BBC: Fukuoka Hilton Hotel refuses entry to Cuban Ambassador due to “US sanctions”. J authorities call action “illegal”. How quaint.
BBC: A US-owned hotel in Japan has been criticized by Japanese authorities after it denied the Cuban ambassador a room over fears it would violate US sanctions on Cuba. The Hilton Fukuoka Sea Hawk told Ambassador Carlos Pereria he could not stay last month because it could not accommodate Cuban government guests. That prompted a Cuban complaint. Japanese officials in the city have since told the hotel it was illegal to refuse rooms based on nationality.
JT: Japan’s law regulating hotel operations states that guests cannot be refused unless they carry an infectious disease or are suspected of committing illegal activities. The Health, Labor and Welfare Ministry pointed out that denying accommodation based on nationality is against the law. “The hotels operating domestically must comply with the law,” the ministry said. A Hilton spokesperson said, “We refuse to provide service to officials of the government or state-owned enterprises of countries under U.S. economic sanctions such as North Korea, Iran and Syria. We would like to discuss about the matter internally in response to the guidance.”
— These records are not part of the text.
PR #1585, opened 2019-04-17
tsify InteractionMasks

MayhemYDG:


packages/react-data-grid/src/masks/InteractionMasks.tsx
```diff
@@ -0,0 +1,750 @@
...
+      this.selectFirstCell();
+    }
+  }
+
+  componentWillUnmount() {
+    this.unsubscribeSelectCell!();
+    this.unsubscribeSelectStart!();
+    this.unsubscribeSelectUpdate!();
+    this.unsubscribeSelectEnd!();
+    this.unsubscribeDragEnter!();
```
amanmahajan7: We can do something like the following.

```
unsubscribeHandlers: (() => void)[] = [];

componentDidMount() {
   this.unsubscribeHandlers = [
     eventBus.subscribe(EventTypes.SELECT_START, this.onSelectCellRangeStarted),
     ...
   ];
}

componentWillUnmount() {
   this.unsubscribeHandlers.forEach(h => h());
}
```

wdyt?

packages/react-data-grid/src/masks/InteractionMasks.tsx
```diff
@@ -0,0 +1,750 @@
...
+      // Setting data is required to make an element draggable in FF
+      const transferData = JSON.stringify(selectedPosition);
+      try {
+        e.dataTransfer.setData('text/plain', transferData);
+      } catch (ex) {
+        // IE only supports 'text' and 'URL' for the 'type' argument
+        e.dataTransfer.setData('text', transferData);
+      }
+      this.setState({
+        draggedPosition: selectedPosition
```
amanmahajan7: It looks like we can initialize `overRowIdx` as `selectedPosition.rowIdx` as we return null when `overRowIdx === rowIdx`

packages/react-data-grid/src/masks/InteractionMasks.tsx
```diff
@@ -0,0 +1,750 @@
...
+
+  renderCellRangeSelectView() {
+    const { columns, rowHeight } = this.props;
+    return (
+      <>
+        <SelectionRangeMask
+          {...getSelectedRangeDimensions({ selectedRange: this.state.selectedRange, columns, rowHeight })}
+        />
+        <SelectionMask
+          {...this.getSelectedDimensions(this.state.selectedRange.startCell, true)}
```
amanmahajan7: I think we can probably use `this.state.selectedPosition` as `startCell` is same  as `selectedPosition`

https://github.com/adazzle/react-data-grid/blob/9a612b56c32da4dbbbc2761ccda36d0ab2ee61dd/packages/react-data-grid/src/masks/InteractionMasks.tsx#L516

packages/react-data-grid/src/masks/InteractionMasks.tsx
MayhemYDG: Done.

packages/react-data-grid/src/masks/InteractionMasks.tsx
MayhemYDG: Done, hope it works.

packages/react-data-grid/src/RowGroup.tsx
```diff
@@ -42,7 +42,7 @@ const RowGroup = forwardRef<HTMLDivElement, Props>(function RowGroup(props, ref)
   }
 
   function onClick() {
-    props.eventBus.dispatch(EventTypes.SELECT_CELL, { rowIdx: props.idx });
+    props.eventBus.dispatch(EventTypes.SELECT_CELL, { rowIdx: props.idx, idx: 0 });
```
MayhemYDG: I've set it to `idx: 0`, I don't think we have a live demo of this component in our examples, but I rendered it by tweaking the Canvas, and it works okay.
Since this renders just one grid-wide "cell", I don't think it can have any other idx.

packages/react-data-grid/src/masks/InteractionMasks.tsx
MayhemYDG: Done.

PR #1867, opened 2020-01-08
Remove FormatterProps.value

nstepien:
I'd like to see if it makes sense to decouple `row` from `column.key`, as we might not always have a perfect 1:1 mapping between the data we want to display, and the actual data.

For example:

| a  | b | sum (a + b) |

COMMENT: Well, well, well. I guess it’s helpful to be foreign and connected in high places. As has been reported for decades on Debito.org, Japan’s hotel refusals by nationality are so normalized that hotels routinely ignore the law being cited, refusing “foreigners” entry due to “lack of facilities”, “discomfort on the part of the management or Japanese customers”, or just for being “customers while foreign” (or even the “wrong foreign customers”). Sometimes these refusals have the backing and encouragement of local police agencies and other authorities in their overzealous “anti-terrorism”/”anti-crime”/”anti-infectious disease” campaigns (because after all, only “foreigners” do all that in Japan). Now the Cuban Ambassador gets refused. And suddenly the law gets applied. Good. Now let’s apply it everywhere, for a change. That’s what laws are for.